The tax would add more than €10.00/MWh to the cost of sending power out of the country, effectively adding this on to the price paid on the other side of the border.
The Romanian parliament will debate a recent draft proposal on the tariff’s reintroduction in early June, sources close to the matter have confirmed.
Although there is much scepticism that the tax will be forced back into place, with the proposal already coming under fire from a number of sources.
The controversial idea will shock many market participants because Romania scrapped its export tariff back in July 2014 to allow it to join the 4M market coupling project with Hungary, Slovakia and the Czech Republic.
The dropping of the tax paved way for a more profitable spread to the more expensive neighbouring Hungarian market and resulted in higher Romanian exports.
The newly-proposed tax would amount to €11.70/MWh in 2018, increasing to €12.50/MWh in 2019 and €13.00/MWh for exports in 2020 and 2021, according to a trader familiar with the draft.
This is significantly higher than a €4.73/MWh export tax in Bulgaria – the only country in the EU to still have an export fee, at least for now.
The Hungarian forward curve is currently priced around €6.00/MWh above Romania. The tax’s reintroduction would therefore eat away the margins of Romanian traders exporting to Hungary.
The draft proposal was made recently by parliament members with a more detailed debate set to take place on 5 or 6 June.
But despite the advanced stage of the proposals, market participants doubt such a measure will be reintroduced to the Romanian electricity market.
The country’s electricity suppliers association AFEER has sent a letter to parliament outlining a number of reasons for opposing the move. The letter is not publicly available but a source at the association confirmed its key points, which include:
• Adding an exported energy supplementary cost will reduce the country’s exports of electricity
• The price coupling mechanism is not compatible with export taxes
• Romania will no longer be able to join new cross-border projects, such as an integrated intraday power market
• Most exporters are currently unable to buy green certificates because access to this market is mostly limited to suppliers delivering to end-users.

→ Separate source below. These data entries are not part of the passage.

PR #1251, opened 2019-08-27
common-dylan: Add end argument to replace-subsequence!

abeaumont:
The replacement size should be the same as sequence size.
If this is not explicitely indicated the whole result suffix will be
discarded, with a huge performance penalty for large sequences,
as this operation is done in the inner loop.


waywardmonkeys:
Also, in your commit comment, `explicitely` -> `explicitly`

abeaumont:
Thanks! Changed the commit description (and fixed the typo).

Issue #1239, opened 2019-05-21
(2 ^ 62) - 1 returns -1 on LLVM back-end


cgay:
`format-out("%d", (2 ^ 61) - 1)` gets an overflow error, as expected.

```
$ _build/bin/hello
Integer overflow: The result of the last operation is too large for this integer representation.
Backtrace:
  invoke-debugger:internal:dylan##1 + 0x29
  default-handler:dylan:dylan##1 + 0x12
  default-last-handler:common-dylan-internals:common-dylan##0 + 0x2e6
  signal:dylan:dylan##0 + 0x120
  error:dylan:dylan##0 + 0xb1
  -:dylan:dylan##1 + 0x16
  _Init_hello__X_hello_for_system + 0x6a
  _init + 0x151
  __libc_start_main + 0xf1
  _init + 0x62
```

`format-out("%d", (2 ^ 62) - 1)` prints `-1`.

This means one of the potential benefits of the proposal – more green energy remaining in the country and therefore more green certificate trade – is not plausible
• The measure would mainly affect coal-, gas- and other fuel-fired producers, which would have to sell at lower prices to traders that were exporting, because the exporters would have to pay the extra tax
‘Fully destroy exports’
Romanian traders have also slammed the proposals.
While remaining sceptical that the proposal will move forward, a first trader stressed that current Romanian legislation would allow for a number of market modifications in case the draft is approved, including pulling the country out of the 4M coupling project.
“[If the proposal is passed] this will fully destroy exports and the market in general,” he said.
A second trader said such a measure would significantly affect the market in a negative way.
“It was a step forward when import-export fees were removed. Now if they put them back, it will be a step back with much more negative consequences.
“If you put export fees in place, you take away any incentive in investing in new power capacity in Romania,” he said.